YOUR OBJECTIVE.
All lines in the data bearing the string "Basic" should be identified and copied.

Stored data.
════

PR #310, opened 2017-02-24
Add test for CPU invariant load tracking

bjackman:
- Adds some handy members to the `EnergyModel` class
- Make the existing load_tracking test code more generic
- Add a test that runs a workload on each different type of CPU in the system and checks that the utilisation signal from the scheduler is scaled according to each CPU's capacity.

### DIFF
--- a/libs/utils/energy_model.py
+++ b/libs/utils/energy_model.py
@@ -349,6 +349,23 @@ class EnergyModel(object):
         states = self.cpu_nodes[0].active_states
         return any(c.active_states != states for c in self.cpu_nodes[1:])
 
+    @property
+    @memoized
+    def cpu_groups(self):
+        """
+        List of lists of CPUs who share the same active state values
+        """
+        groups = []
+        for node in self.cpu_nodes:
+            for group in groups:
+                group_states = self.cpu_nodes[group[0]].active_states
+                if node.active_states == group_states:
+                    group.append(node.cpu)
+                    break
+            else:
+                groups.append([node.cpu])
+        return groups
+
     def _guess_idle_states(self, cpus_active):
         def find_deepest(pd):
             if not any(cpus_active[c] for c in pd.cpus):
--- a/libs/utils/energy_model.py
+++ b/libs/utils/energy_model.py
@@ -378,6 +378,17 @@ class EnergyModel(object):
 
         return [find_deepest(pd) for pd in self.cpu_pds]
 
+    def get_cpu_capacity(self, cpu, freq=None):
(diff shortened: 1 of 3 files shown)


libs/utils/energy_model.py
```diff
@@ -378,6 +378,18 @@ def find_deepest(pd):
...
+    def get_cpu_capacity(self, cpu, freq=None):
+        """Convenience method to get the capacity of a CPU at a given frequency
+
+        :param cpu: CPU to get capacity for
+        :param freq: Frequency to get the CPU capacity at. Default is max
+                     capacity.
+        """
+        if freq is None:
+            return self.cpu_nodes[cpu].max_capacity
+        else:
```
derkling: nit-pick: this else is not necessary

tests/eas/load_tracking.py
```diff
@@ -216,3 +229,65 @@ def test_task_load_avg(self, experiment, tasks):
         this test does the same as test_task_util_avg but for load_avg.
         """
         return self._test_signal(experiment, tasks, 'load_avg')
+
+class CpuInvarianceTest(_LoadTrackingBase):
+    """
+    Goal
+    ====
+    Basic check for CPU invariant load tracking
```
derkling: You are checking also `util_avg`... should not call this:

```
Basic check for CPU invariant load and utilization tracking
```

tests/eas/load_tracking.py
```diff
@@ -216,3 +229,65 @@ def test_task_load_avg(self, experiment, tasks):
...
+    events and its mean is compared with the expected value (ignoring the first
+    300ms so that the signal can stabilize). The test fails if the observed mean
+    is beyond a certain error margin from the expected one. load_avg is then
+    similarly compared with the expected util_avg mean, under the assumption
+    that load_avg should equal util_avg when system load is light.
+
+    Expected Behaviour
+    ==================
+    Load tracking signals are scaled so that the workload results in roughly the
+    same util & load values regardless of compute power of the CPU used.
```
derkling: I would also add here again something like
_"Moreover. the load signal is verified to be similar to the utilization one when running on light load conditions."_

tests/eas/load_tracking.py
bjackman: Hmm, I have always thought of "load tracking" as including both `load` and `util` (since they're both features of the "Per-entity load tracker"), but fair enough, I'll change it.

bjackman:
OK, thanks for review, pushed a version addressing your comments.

════

YOUR SOLUTION.
+    Basic check for CPU invariant load tracking
Basic check for CPU invariant load and utilization tracking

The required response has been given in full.